Tutup Iklan
Ruas rel kereta api di kawasan Ledoksari Solo. (Solopos-Nicolous Irawan)

Solopos.com, SOLO -- Warga Wonogiri bernama Sarjono, 67, yang meninggal dunia setelah tertabrak kereta api (KA) di perlintasan Ledoksari, Jebres, Solo, Selasa (15/10/2019) lalu, tidak bunuh diri.

Diduga dia linglung sehingga tertabrak kereta. Penjelasan tersebut disampaikan Kapolsek Jebres, Kompol Juliana, saat diwawancarai wartawan saat pengamanan kegiatan di Pasar Gede, Solo, Kamis (17/10/2019).

“Bukan bunuh diri.
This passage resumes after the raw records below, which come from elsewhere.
PR #1582, opened 2019-09-01
Content library: support library ID in Finder

### LINKED ISSUE #1581: I could create content library with same name but then can't upload image to it
# Problem
vSphere allows content library with same name backed by same datastore, but then I tried to import OVA to datastore will run into issue that it complained 
`govc: "my-content-library" matches 2 items`.

Just wonder if vSphere supports libraries with same name, how to we prevent problem like this from happening

# Step to reproduce
1. create two libraries with same name
```
$ govc library.create my-content-library
833d5efb-a1d5-4771-8136-4d1ee64d2cec
$ govc library.create my-content-library
a7c87ca3-dc1e-4da0-8730-99a09c9771eb
```

```
$ govc library.info
Name:           my-content-library
  ID:           833d5efb-a1d5-4771-8136-4d1ee64d2cec
  Path:         /my-content-library
  Description:
  Version:      2
  StorageBackings:
    DatastoreID:  nfs-1
    Type:         DATASTORE
Name:           my-content-library
  ID:           a7c87ca3-dc1e-4da0-8730-99a09c9771eb
  Path:         /my-content-library
  Description:
  Version:      2
  StorageBackings:
    DatastoreID:  nfs-1
    Type:         DATASTORE
```
2. upload image
```
govc library.import my-content-library https://cloud-images.ubuntu.com/releases/xenial/release/ubuntu-16.04-server-cloudimg-amd64.ova
govc: "my-content-library" matches 2 items
```

dougm:
vCenter supports libraries with the same name, so we need to support
use of library ID instead of name for methods that require a single library.

Fixes #1581

### DIFF
--- a/govc/library/rm.go
+++ b/govc/library/rm.go
@@ -51,6 +51,7 @@ func (cmd *rm) Description() string {
 
 Examples:
   govc library.rm /library_name
+  govc library.rm library_id # Use library id if multiple libraries have the same name
   govc library.rm /library_name/item_name`
 }
 
@@ -64,7 +65,7 @@ func (cmd *rm) Run(ctx context.Context, f *flag.FlagSet) error {
 		}
 
 		if len(res) != 1 {
-			return fmt.Errorf("%q matches %d items", f.Arg(0), len(res))
+			return ErrMultiMatch{Type: "library", Key: "name", Val: f.Arg(0), Count: len(res)}
 		}
 
 		switch t := res[0].GetResult().(type) {
--- a/vapi/library/finder/finder.go
+++ b/vapi/library/finder/finder.go
@@ -206,6 +206,12 @@ func (f *Finder) findLibraries(
 			}
 			result = append(result, findResult{result: *lib})
 		}
+		if len(result) == 0 {
+			lib, err := f.M.GetLibraryByID(ctx, token)
+			if err == nil {
+				result = append(result, findResult{result: *lib})
+			}
+		}
 		return result, nil
 	}
 
--- a/govc/library/deploy.go
+++ b/govc/library/deploy.go
@@ -104,7 +104,7 @@ func (cmd *deploy) Run(ctx context.Context, f *flag.FlagSet) error {
 			return err
 		}
 		if len(res) != 1 {
-			return fmt.Errorf("%q matches %d items", path, len(res))
+			return ErrMultiMatch{Type: "library", Key: "name", Val: f.Arg(0), Count: len(res)}
 		}
 		item, ok := res[0].GetResult().(library.Item)
 		if !ok {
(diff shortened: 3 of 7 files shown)


govc/library/rm.go
```diff
@@ -28,6 +28,8 @@ import (
 	"github.com/vmware/govmomi/vapi/rest"
 )
 
+var fmtMultiMatch = "%q matches %d items, library id must be specified"
```
akutz: Hi @dougm,

This should be a constant.

akutz: Hi @dougm,

Also, maybe consider the following - ([go playground link](https://play.golang.org/p/qt3Uc-No6c2))

```golang
package main

import (
	"fmt"
	"log"
)

// ErrMultiMatch is an error returned when a query returns more than one result.
type ErrMultiMatch struct {
	// Type is the type of object being queried.
	Type string

	// TokenKey is the key used to perform the query.
	TokenKey string

	// TokenVal is the value used to perform the query.
	TokenVal string

	// Count is the number of objects returned.
	Count int
}

// Error returns the error string.
func (e ErrMultiMatch) Error() string {
	return e.String()
}

// String returns the same value as Error().
func (e ErrMultiMatch) String() string {
	return fmt.Sprintf("%q=%q matches %d items, %q id must be specified", e.TokenKey, e.TokenVal, e.Count, e.Type)
}

func main() {
	err := ErrMultiMatch{
		Type:     "library",
		TokenKey: "name",
		TokenVal: "MyContentLibrary",
		Count:    3,
	}
	log.Fatal(err)
}
```

Prints the following:

```shell
2009/11/10 23:00:00 "name"="MyContentLibrary" matches 3 items, "library" id must be specified
```

vapi/library/finder/finder.go
```diff
@@ -206,6 +206,12 @@ func (f *Finder) findLibraries(
 			}
 			result = append(result, findResult{result: *lib})
 		}
+		if len(result) == 0 {
+			lib, err := f.M.GetLibraryByID(ctx, token)
```
akutz: Hi @dougm,

This can be collapsed to reduce scope. Since the scope of `lib` and `err` are already bound by `if len(result) == 0`, then I understand if you wish to keep things as is to prevent a longer line on 210. Up to you.

govc/library/rm.go
markpeek: This could be const instead of var.

dougm: Thanks @akutz, I like your error type and have integrated into this PR.

vapi/library/finder/finder.go
dougm: Hi @akutz, you mean `if lib, err := f.M.GetLibraryByID(ctx, token); err == nil {` ?

I personally tend to avoid that as it can be harder to read at times.  Just always having `if err != nil {` following ends up being more consistent.  The for loop body above is that way too.

dougm:
Thanks for the reviews @akutz , @markpeek , @lubronzhan

PR #1586, opened 2019-09-04
vapi: return info with current session query

dougm:
Rename Client.Get to Client.Session and return the session info.
A nil Session is returned when not authenticated.  This allows callers
to disambiguate between http.StatusUnauthorized and other errors,
as the soap session.Manager.UserSession method does.

### DIFF
--- a/vapi/rest/client.go
+++ b/vapi/rest/client.go
@@ -25,6 +25,7 @@ import (
 	"io/ioutil"
 	"net/http"
 	"net/url"
+	"time"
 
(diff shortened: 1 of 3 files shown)


dougm:
@MarcusTan wanted to make this change before we tag the next release, can you review?

The soap session.Manager.UserSession method for reference: https://github.com/vmware/govmomi/blob/5b4c2838b4006095fc766b22cdc4de4759d721c4/session/manager.go#L177-L179

PR #1623, opened 2019-09-23
vcsim: add record/playback functionality

dougm:
Remove New* funcs as Model.Load will construct via reflection
Move any remaining New* logic to init() methods call regardless of
using Model.Load or Model.Create

### DIFF
--- a/govc/object/save.go
+++ b/govc/object/save.go
@@ -295,7 +295,7 @@ func (cmd *save) Run(ctx context.Context, f *flag.FlagSet) error {
 	if cmd.verbose {
 		s = ""
 	}
-	fmt.Printf("Saved %d total objects%s:\n", cmd.n, s)
+	fmt.Printf("Saved %d total objects to %q%s:\n", cmd.n, cmd.dir, s)
 	for i := range summary {
 		fmt.Println(summary[i])
 	}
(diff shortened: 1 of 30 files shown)


govc/object/save.go
```diff
@@ -0,0 +1,303 @@
...
+		}
+		summary = append(summary, fmt.Sprintf("%s: %d", k, v))
+	}
+	sort.Strings(summary)
+
+	s := ", including"
+	if cmd.verbose {
+		s = ""
+	}
+	fmt.Printf("Saved %d total objects%s:\n", cmd.n, s)
```
frapposelli: Could be useful to print out the dir name.
```suggestion
	fmt.Printf("Saved %d total objects to %q%s:\n", cmd.n, cmd.dir, s)
```

vcsim/README.md
```diff
@@ -67,7 +67,33 @@ Example using ESX mode:
...
 /ha-datacenter/network/VM Network
+```
 
+## Record & Playback
+
+Example to record the inventory of a live vCenter or ESX and playback with vcsim:
+
+```console
+% govc object.save -u user:pass@my-vcenter -d my-vcenter
+Saved 164 total objects, including:
```
frapposelli: This goes with the other suggestion above
```suggestion
Saved 164 total objects to "my-vcenter", including:
```

PR #1628, opened 2019-09-24
Support HoK tokens with Interactive Users

### LINKED ISSUE #1622: Bug in method sts.Signer.Sign() prevents issuing HoK token for interactive user
STS supports issuing HoK token for interactive users.  The caller is supposed to generate ephemeral pub/priv key pair, and request STS to issue a token by providing username/password, as well as the private key and a self-signed cert.

However, that will not work in govmomi, because of this logic in sts.Signer.Sign() method:

	case requestToken:
		if hasKey {
			// We need c14n for all requests, as its digest is included in the signature and must match on the server side.
			// We need the body in original form when using an ActAs or RenewTarget token, where the token and its signature are embedded in the body.
			req := x.RequestSecurityToken()
			c14n = req.C14N()
			body = req.String()
			id := newID()

			info.SecurityTokenReference = &internal.SecurityTokenReference{
				Reference: &internal.SecurityReference{
					URI:       "#" + id,
					ValueType: "http://docs.oasis-open.org/wss/2004/01/oasis-200401-wss-x509-token-profile-1.0#X509v3",
				},
			}

			header.BinarySecurityToken = &internal.BinarySecurityToken{
				EncodingType: "http://docs.oasis-open.org/wss/2004/01/oasis-200401-wss-soap-message-security-1.0#Base64Binary",
				ValueType:    "http://docs.oasis-open.org/wss/2004/01/oasis-200401-wss-x509-token-profile-1.0#X509v3",
				ID:           id,
				Value:        base64.StdEncoding.EncodeToString(s.Certificate.Certificate[0]),
			}
		} else {
			header.UsernameToken = &internal.UsernameToken{
				Username: s.user.Username(),
			}
			header.UsernameToken.Password, _ = s.user.Password()
		}

The "else" clause is wrong.  In case of HoK token request for an interactive user, both private key *and* username/password are present in the request.  Removing "else" clause and replacing it with the following fixes the problem:

	case requestToken:
		if hasKey {
			// We need c14n for all requests, as its digest is included in the signature and must match on the server side.
			// We need the body in original form when using an ActAs or RenewTarget token, where the token and its signature are embedded in the body.
			req := x.RequestSecurityToken()
			c14n = req.C14N()
			body = req.String()
			id := newID()

			info.SecurityTokenReference = &internal.SecurityTokenReference{
				Reference: &internal.SecurityReference{
					URI:       "#" + id,
					ValueType: "http://docs.oasis-open.org/wss/2004/01/oasis-200401-wss-x509-token-profile-1.0#X509v3",
				},
			}

			header.BinarySecurityToken = &internal.BinarySecurityToken{
				EncodingType: "http://docs.oasis-open.org/wss/2004/01/oasis-200401-wss-soap-message-security-1.0#Base64Binary",
				ValueType:    "http://docs.oasis-open.org/wss/2004/01/oasis-200401-wss-x509-token-profile-1.0#X509v3",
				ID:           id,
				Value:        base64.StdEncoding.EncodeToString(s.Certificate.Certificate[0]),
			}
		}
		// When requesting HoK token for interactive user, request will have both priv. key and username/password.
		if s.user != nil {
			header.UsernameToken = &internal.UsernameToken{
				Username: s.user.Username(),
			}
			header.UsernameToken.Password, _ = s.user.Password()
		}

dougm:
Prior to the change, only Solution Users could use HoK tokens.

Fixes #1622

### DIFF
--- a/sts/signer.go
+++ b/sts/signer.go
@@ -141,7 +141,9 @@ func (s *Signer) Sign(env soap.Envelope) ([]byte, error) {
 				ID:           id,
 				Value:        base64.StdEncoding.EncodeToString(s.Certificate.Certificate[0]),
 			}
-		} else {
+		}
+		// When requesting HoK token for interactive user, request will have both priv. key and username/password.
+		if s.user != nil {
 			header.UsernameToken = &internal.UsernameToken{
 				Username: s.user.Username(),
 			}


dougm:
Thanks @llivshin

PR #1636, opened 2019-09-26
The tree command

akutz:
This patch adds a "tree" command to govc that behaves like the Linux tree command. "govc tree PATH" prints a tree-like structure of the inventory.

This first-pass is incredibly slow and needs to be optimized. Here's some example output while listing the networks:

```shell
$ ./govc tree /SDDC-Datacenter/network
/SDDC-Datacenter/network
├── VMC Networks
│   ├── SI_LogicalSwitch_40584124-5a85-479b-a5ef-07806a2d1b73
│   ├── SI_LogicalSwitch_4e59f062-7af8-4cbc-ac1a-3a9a40511d16
│   ├── SI_LogicalSwitch_beb34a4f-50c5-4f39-b953-a9861a919747
│   ├── SI_LogicalSwitch_de819edf-141f-498c-bf9a-b706d63352b7
│   ├── VMOTION
│   ├── VSAN
│   ├── cgw-dhcp-ls
│   ├── cross-vpc-ls
│   ├── direct-connect-ls
│   ├── mgmt-app-network
│   ├── mgmt-ls
│   ├── mgw-dhcp-ls
│   ├── nsx-dlink0-vls
│   ├── o-vmk0-ls
│   ├── public-ls
│   ├── trunk-ls
│   └── vmk4-ls
├── sddc-cgw-network-1
├── sddc-cgw-network-2
├── sddc-cgw-network-3
├── sddc-cgw-network-4
├── sddc-cgw-network-5
├── sddc-cgw-network-6
├── sddc-cgw-network-lvs-1
└── sddc-cgw-network-sk8-1
```

Many thanks to @dougm!

### DIFF
--- a/go.mod
+++ b/go.mod
@@ -5,6 +5,7 @@ replace github.com/davecgh/go-xdr => github.com/rasky/go-xdr v0.0.0-201702171721
 replace github.com/kr/pretty v0.1.0 => github.com/dougm/pretty v0.0.0-20171025230240-2ee9d7453c02
 
 require (
+	github.com/a8m/tree v0.0.0-20210115125333-10a5fd5b637d
 	github.com/davecgh/go-xdr v0.0.0-20161123171359-e6a2ba005892
 	github.com/google/uuid v0.0.0-20170306145142-6a5e28554805
 	github.com/kr/pretty v0.1.0
--- a/go.sum
+++ b/go.sum
@@ -1,3 +1,7 @@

Itu [ditabrak kereta] karena korban keadaan linglung,” tutur dia.

Dari pemeriksaan jasad Sarjono ditemukan secarik kertas bertuliskan nomor HP. Di kertas tersebut juga terdapat tulisan agar siapa pun yang menemukan Sarjono dapat menghubungi nomor HP keluarganya itu.

“Keluarga korban sudah ikhlas menerima kepergian korban. Jenazah sudah dimakamkan,” imbuh Juliana.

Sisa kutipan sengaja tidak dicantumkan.